Solche gewagten Einfälle gab es seit längerer Zeit nicht mehr in Pixar-Filmen. Nach einigen Fortsetzungen („Toy Story 3“, „Cars 2“, „Die Monster Uni“) und eher konventionelleren Geschichten („Up“, „Merida“) knüpft „Alles steht Kopf“ an die Experimentierfreude von „Wall-E“ (2008) an. War die Herausforderung bei „Wall-E“ die erste Hälfte des Films komplett ohne Dialoge zu erzählen, ohne dabei ein Massenpublikum zu vergraulen, muss „Alles steht Kopf“ den Spagat bewältigen zwischen seiner abstrakten Ausgangsidee und einer bildlichen und erzählerischen Ausgestaltung, die alle Altersgruppen erreicht.

Besonders die quietschbunten Settings, die an Kinderspielzeuge wie Kugelbahnen oder Plastikförmchen erinnern, und die actionreiche Erzählweise dürften die jüngeren Zuschauer ansprechen.
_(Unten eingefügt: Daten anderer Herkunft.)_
PR #511, opened 2020-07-22
add internal IP to server cert

sonyafenge:
**What type of PR is this?**

> /kind bug

previously, kube-up only use external ip to server cert, this PR is adding internal IP to server cert.

Fixes #
https://github.com/futurewei-cloud/arktos/issues/498

```release-note

```


cluster/gce/util.sh
```diff
@@ -2738,20 +2738,22 @@ function create-master() {
   declare -a APISERVER_RESERVED_IP
   declare -a APISERVER_RESERVED_INTERNAL_IP
   declare -a APISERVER_NAME
-  CREATE_CERT_APISERVER_IP=""
+
+  # add all external and internal IP to cert
+  CREATE_CERT_SERVER_IP="${MASTER_RESERVED_INTERNAL_IP}"
```
Sindica, line 2743: Why rename CREATE_CERT_APISERVER_IP to CREATE_CERT_SERVER_IP?

sonyafenge: previous, this var only used for additional apiserver, but now, it is used for all servers IP including master internal ip, additional apiserver internal ip and external ip. and also may include extra ETCD cluster ip in the future, so rename to server_IP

Auch die einfache Rahmenhandlung sollte ihnen keine Probleme bereiten. Um alle Ebenen der oben beschriebenen Sequenz im Abstraktionsvermögen zu verstehen, wäre allerdings ein abgeschlossenes Kunstgeschichtsstudium von Vorteil.

Pixar geht mit „Alles steht Kopf“ den umgekehrten Weg, den das aktuelle Action-Blockbusterkinos geht. In Filmen wie „Terminator: Genisys“ oder „Avengers: Age of Ultron“ werden die Geschichten immer komplizierter – nicht zuletzt, weil die einzelnen Filme in ein immer weniger überschaubares Geflecht von Prequels, Sequels und Reboots eingepasst werden müssen oder nur kleine Teile ganzer Paralleluniversen voller Superhelden abbilden. Auf der anderen Seite wird die Erzählweise in diesen Filmen immer simpler: Endlose Expositionen und erklärende Dialoge wechseln sich ab mit kaum in die Erzählung integrierten und ebenso endlosen Actionsequenzen – schließlich müssen die Zuschauer, die vielleicht längst der Geschichte nicht mehr wirklich folgen können, mit viel Spektakel bei Laune gehalten werden. Pixar bietet hier ein Gegenmodell an: Die Einstiegshürden sind gering, aber jeder Zuschauer egal welchen Alters- oder Wissensgrad wird etwas finden, das ihn auf seinem Level fordert.

Am Ende steht allerdings wie so oft bei Pixar ein Gefühl, das wohl nur die erwachsenen Zuschauer verstehen werden können: Eine nostalgische Melancholie im Angesicht des Endes einer Kindheit.